— Work request —
Search the material below for the string "having" and extract each line that has it.

— Material for this exercise —

PR #280, opened 2021-06-22
Merge Release 1.3.0 into trunk

JavonDavis:
Merge New version 1.3.0. into trunk


JavonDavis:
Not sure why Danger is complaining about nokogiri here @AliSoftware , any ideas?

AliSoftware:
It happened in the past too, apparently while CircleCI has no trouble fetching the nokogiri version that we use, GitHub action fails to do so sometimes.

I believe this might be related to the odd way nokogiri release multiple platform-specific versions of each of their releases, eg one precompiled for darwin (Mac), another precompiled for other architectures, and one not precompiled (Ruby), etc.

Running `bundle update nokogiri` to fetch the latest, or removing the platforms other that `ruby` in the Gemfile.lock might help forcing it to use the ruby, non-platform-specific version of nokogiri and make it work on all CPU architectures, including on GitHubActions?

CHANGELOG.md
```diff
@@ -20,6 +20,19 @@ _None_
...
+### New Features
+
+* Support for a `version.properties` to manage app versioning - all existing paths remain intact and new paths are only used when a `version.properties` file is present.
+* Add support for providing an `app:` parameter to most versioning-related actions to allow support for multiple apps hosted in a monorepo
+* Supporting the new `version.properties` file also allows for the `HAS_ALPHA_VERSION` variable to be removed as the alpha reference in the properties file will be used going forward.
+* Clients adopting the new `version.properties` will need to implement a gradle task named `updateVersionProperties` to update the `version.properties` file.
+
+### Bug Fixes
+
+* Some cleanup to how we scope variables in some of our actions
```
AliSoftware, line 34: I just realized that this item  should, by definition, have been in "internal changes" not "bug fixes" (since it doesn't fix any bug we had but instead is only an internal refactoring with no impact on users of the plugin)

Gemfile.lock
```diff
@@ -214,21 +214,19 @@ GEM
...
     minitest (5.14.4)
     multi_json (1.15.0)
     multipart-post (2.0.0)
     nanaimo (0.3.0)
     nap (1.1.0)
     naturally (2.2.1)
     no_proxy_fix (0.1.2)
-    nokogiri (1.11.7)
-      mini_portile2 (~> 2.5.0)
+    nokogiri (1.11.7-x86_64-darwin)
```
AliSoftware: This (the use of the `x86_64-darwin` variant) is what makes the build on GitHubAction (which runs Danger on the code) fail to install nokogiri since the GHA image/machine we use is likely a Linux machine not a Mac/Darwin CPU.

I didn't check but I think we need to remove darwin from the list of platforms (or maybe instead add the platform used by GHA to the list of platforms) that is likely listed down below in that Gemfile.lock? 🤔
Or maybe there's some flag to use during `bundle install` to ensure it's not gonna pull anything platform-specific? 🧐

AliSoftware (commented):
Didn't review it yet, because I'm on mobile so only skimmed the code to leave quick comments on the Danger failure. (Will re-add release managers as reviewers after those initial skimming comments)

Gemfile.lock
JavonDavis: Ahhh looked right over that!

CHANGELOG.md
JavonDavis: Yeah this makes sense, I'll change the heading here to Internal Changes

JavonDavis: Updated in https://github.com/wordpress-mobile/release-toolkit/pull/280/commits/16a2d27fe0620b704b4211bc17a209ab70c0fd8f

mokagio: GitHub doesn't mark this conversation as outdated, but it is as one can see by looking at the content and the commits history.

I'm going to mark it as resolved.

mokagio (approved):
The changes relevant to the release publishing match what's on #281 and the commits history checks out<sup>*</sup> 👍 

---

`*` I was initially surprised to see the "merge release into develop" commit, but it obviously makes sense, since the release branch is cut from `develop`.

CHANGELOG.md
AliSoftware: @mokagio Thanks. FYI, GitHub didn't auto-flag this as outdated because my comment was on line 34 only, but what was changed to address this was on line 32, so GitHub couldn't realize it was related or guess that the change made on line 32 would outdate the comment on line 34 😉 (It would have helped if I made my initial comment on lines 32-34 instead of just 34 😅 )

PR #282, opened 2021-06-23
Update dependencies

jkmassel:
Updates the `bigdecimal` dependency to the latest version (along with active support).

**To Test**
- Ensure tests pass

There's a good argument to be made for this being a breaking change (given the fact that the underlying dependencies have major version changes).

I don't feel strongly about it either way, but I don't think we use either ActiveSupport or BigDecimal directly, so it _shouldn't_ matter?

### DIFF
--- a/fastlane-plugin-wpmreleasetoolkit.gemspec
+++ b/fastlane-plugin-wpmreleasetoolkit.gemspec
@@ -43,13 +43,8 @@ Gem::Specification.new do |spec|
   spec.add_dependency 'progress_bar', '~> 1.3'
   spec.add_dependency 'parallel', '~> 1.14'
   spec.add_dependency 'chroma', '0.2.0'
-  spec.add_dependency 'activesupport', '~> 5'
-  # Some of the upstream code uses `BigDecimal.new` which version 2.0 of the
-  # `bigdecimal` gem removed. Until we'll find the time to identify the
-  # dependencies and see if we can move them to something compatible with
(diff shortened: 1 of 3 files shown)


oguzkocer (approved):
I think we give it a go and revert it if it's actually a breaking change? I am not merging the PR in case others feel differently.

fastlane-plugin-wpmreleasetoolkit.gemspec
```diff
@@ -43,13 +43,8 @@ Gem::Specification.new do |spec|
...
   spec.add_dependency 'chroma', '0.2.0'
-  spec.add_dependency 'activesupport', '~> 5'
-  # Some of the upstream code uses `BigDecimal.new` which version 2.0 of the
-  # `bigdecimal` gem removed. Until we'll find the time to identify the
-  # dependencies and see if we can move them to something compatible with
-  # modern `bigdecimal`, let's constrain the gem to a version still supporting
-  # `.new` but which warns about it deprecation.
-  spec.add_dependency 'bigdecimal', '~> 1.4'
+  spec.add_dependency 'activesupport', '~> 6.0'
+  spec.add_dependency 'bigdecimal', '~> 2.0'
```
mokagio, line 47: Thank you for following up on my quick workaround @jkmassel 🙇

mokagio (approved):
> I think we give it a go and revert it if it's actually a breaking change?

Agreeing with @oguzkocer

PR #283, opened 2021-06-23
Fix crashes after testing beta lanes post 1.3.0

AliSoftware:
As I started using the new `1.3.0` release-toolkit to generate WordPress 17.6-rc-4, Jetpack 17.6-rc-4, I encountered some crashes, that this PR intends to fix.

Depending if I run into issues during the final release on Friday, I might need to ad more fixes to this PR before we consider a new release, but the changes that are in so far are already improving the current state and ready to be reviewed.

\cc @JavonDavis for your information

### DIFF
--- a/CHANGELOG.md
+++ b/CHANGELOG.md
@@ -14,7 +14,8 @@ _None_
 
 ### Bug Fixes
 
-_None_
+* Fix crashes introduced in `1.3.0` – incorrect parameters in calls to `get_release_version`. [#283]
+* Fix the way versioning is handled for alphas – i.e. `version.properties` is indexed by flavor name, defaulting to `zalpha` for alphas. [#283]
 
 ### Internal Changes
 
@@ -25,7 +26,7 @@ _None_
 ### New Features
 
 * Support for a `version.properties` to manage app versioning - all existing paths remain intact and new paths are only used when a `version.properties` file is present.
-* Add support for providing an `app:` parameter to most versioning-related actions to allow support for multiple apps hosted in a monorepo
+* Add support for providing an `app:` parameter to most versioning-related actions to allow support for multiple apps hosted in a monorepo.
 * Supporting the new `version.properties` file also allows for the `HAS_ALPHA_VERSION` variable to be removed as the alpha reference in the properties file will be used going forward.
 * Clients adopting the new `version.properties` will need to implement a gradle task named `updateVersionProperties` to update the `version.properties` file.
 
--- a/lib/fastlane/plugin/wpmreleasetoolkit/actions/android/android_betabuild_prechecks.rb
+++ b/lib/fastlane/plugin/wpmreleasetoolkit/actions/android/android_betabuild_prechecks.rb
@@ -14,18 +14,18 @@ module Fastlane
         app = params[:app]
 
         # Check versions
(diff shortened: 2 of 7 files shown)


lib/fastlane/plugin/wpmreleasetoolkit/actions/android/android_betabuild_prechecks.rb
```diff
@@ -49,11 +49,11 @@ def self.run(params)
...
       end
 
-      def self.get_user_build_version(version, message)
+      def self.get_user_build_version(product_name:, version:, message:)
         UI.user_error!("[#{app}] Release branch for version #{version} doesn't exist. Abort.") unless Fastlane::Helper::GitHelper.checkout_and_pull(release: version)
-        release_version = Fastlane::Helper::Android::VersionHelper.get_release_version
+        release_version = Fastlane::Helper::Android::VersionHelper.get_release_version(product_name: product_name)
         message << "#{app}] Looking at branch release/#{version} as requested by user. Detected version: #{release_version[Fastlane::Helper::Android::VersionHelper::VERSION_NAME]}.\n"
-        alpha_release_version = Fastlane::Helper::Android::VersionHelper.get_alpha_version
+        alpha_release_version = Fastlane::Helper::Android::VersionHelper.get_alpha_version(product_name)
```
AliSoftware, line 56: Side note: we need to harmonize the parameter names for all `get_*_version` helper methods at some point, so that we're consistent with using `product_name:` named parameter for all of those, instead of having a mix like here.

But that's something for another day, as the goal of this PR is just to make things work and stop crashing, limiting any refactoring to a minimum for now; and fixing consistency and doing the clean up only later.

CHANGELOG.md
```diff
@@ -25,7 +26,7 @@ _None_
 ### New Features
 
 * Support for a `version.properties` to manage app versioning - all existing paths remain intact and new paths are only used when a `version.properties` file is present.
-* Add support for providing an `app:` parameter to most versioning-related actions to allow support for multiple apps hosted in a monorepo
+* Add support for providing an `app:` parameter to most versioning-related actions to allow support for multiple apps hosted in a monorepo.
```
jkmassel, line 30: I'm still not convinced we need / should maintain this given the fact that we're using a common version between apps sharing a repo right now. I feel like this will be a future maintenance burden for something we _might_ need in the future. WDYT?

jkmassel (changes requested):

CHANGELOG.md
AliSoftware: @jkmassel I agree, but this change was already shipped in 1.3.0 (this entry is from `## 1.3.0`, the only change I made on this line is to fix a missing `.`)

My take is that we should at least avoid having the toolkit crash in its current 1.3.0 version, so we should still land this `1.3.1` hotfix as is, to at least get back to a non-crashing version.
And only after that lands, revert the changes as we discussed (to get back to using a common version for both WP and JP, and remove that `app:` parameter) for a future 1.4.0 – well actually a 2.0.0 as this would be a breaking change I think. It would have maybe be better to not land 1.3.0 at all, but here we are, so I think that's the best course of action.

Does this make sense? If so, can you approve the PR so it can be merged in the meantime before I work on reverting those changes later?

jkmassel (approved):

— Output for this exercise —
AliSoftware, line 56: Side note: we need to harmonize the parameter names for all `get_*_version` helper methods at some point, so that we're consistent with using `product_name:` named parameter for all of those, instead of having a mix like here.
My take is that we should at least avoid having the toolkit crash in its current 1.3.0 version, so we should still land this `1.3.1` hotfix as is, to at least get back to a non-crashing version.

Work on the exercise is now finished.